Всё сводится к риску и дерзости. Только они спасут людей от спячки.
Дерзость мысли, чувства, слова! Говорить, не боясь преград, идти смело, никому не отдавая отчета, куда и зачем, влечь за собой толпу…
Это чудно! Но… если не горенье нужно, а замерзание! Вот Брюсов, — забрался на гору, на самую вершину (по его мнению) творчества и, борясь с огнем в своей груди, медленно холодеет и обращается в мраморную статую.
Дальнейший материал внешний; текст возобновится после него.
PR #2900, opened 2020-11-10
Fix issue 2062 Type inference issue for method arguments

### LINKED ISSUE #2062: Type inference issue for method arguments
Please consider the following code snippet.

```java
public class Base{
	class Derived extends Base{
	}
	
	public void bar(Optional<Base> o) {
	}

	public void foo() {
		bar(Optional.of(new Derived()));
	}
}
```

For this code the JSS is unable to find a declaration for the method call to `bar` because the argument type is solved as `Optional<Derived>` where Java actually would infer `Optional<Base>`. At least I think that this causes the issue.

jlerbsc:
Fixes #2062.


jlerbsc:
Travis job is queued since more than one hour so i merge the pull request without waiting for the end of the job.

MysterAitch:
> 
> 
> Travis job is queued since more than one hour so i merge the pull request without waiting for the end of the job.

Looks like API issues between travis and github -- this happened back in April too. On the other PRs it's green on travis with the tests passing but github status hadn't updated yet.

Personally, to say this publicly, if the github actions and appveyor are green then ignore travis :)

Разве замерзание не так же могуче и прекрасно, как сгорание? Милый Понтик, глядя <на> все это с медицинской точки зрения. Вы скажете, что это всё сплошная отвлеченность, что природа не считается с капризами отдельных личностей и пр.
Но Вы мне тем-то и нравитесь, что в Вас эстетик сильнее врача, а то бы я не стала Вам писать всего этого.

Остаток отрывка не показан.